/---

PR #184, opened 2026-04-16
Generalize text around DNSSEC; don't make normative requirements on stub network host for DNSSEC

### LINKED ISSUE #176: Security considerations: require a SNAC router to perform DNSSEC validation?
We discussed the possibility that secure DNS (over TLS) is used to the SNAC router, which then "downgrades" to unsecure DNS to reach the infrastructure DNS resolver. See PR #175 and issue #165 .

Would it help to recommend or require the SNAC router to perform DNSSEC validation, in case unsecure DNS was used to the infrastructure resolver?

Pros:
* some tamper/spoofing security - even when using unsecure DNS
* validation is done even when constrained stub host doesn't implement it

Cons:
* latency
* code size
* stub network clients may come to "rely" on this DNSSEC validation and be made less secure themselves

EskoDijk:
Also introduce 'upstream' resolver to cover all of internet, ISP and home/AIL based DNS resolvers.

Per discussion in issue #176 ; close #176

### DIFF
--- a/draft-ietf-snac-simple.xml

\---

- _WHAT THE TASK ASKS_:
The expected output is an exact copy of all the records above.

- _ANSWER SPACE_:
PR #184, opened 2026-04-16
Generalize text around DNSSEC; don't make normative requirements on stub network host for DNSSEC

### LINKED ISSUE #176: Security considerations: require a SNAC router to perform DNSSEC validation?
We discussed the possibility that secure DNS (over TLS) is used to the SNAC router, which then "downgrades" to unsecure DNS to reach the infrastructure DNS resolver. See PR #175 and issue #165 .

Would it help to recommend or require the SNAC router to perform DNSSEC validation, in case unsecure DNS was used to the infrastructure resolver?

Pros:
* some tamper/spoofing security - even when using unsecure DNS
* validation is done even when constrained stub host doesn't implement it

Cons:
* latency
* code size
* stub network clients may come to "rely" on this DNSSEC validation and be made less secure themselves

EskoDijk:
Also introduce 'upstream' resolver to cover all of internet, ISP and home/AIL based DNS resolvers.

Per discussion in issue #176 ; close #176

### DIFF
--- a/draft-ietf-snac-simple.xml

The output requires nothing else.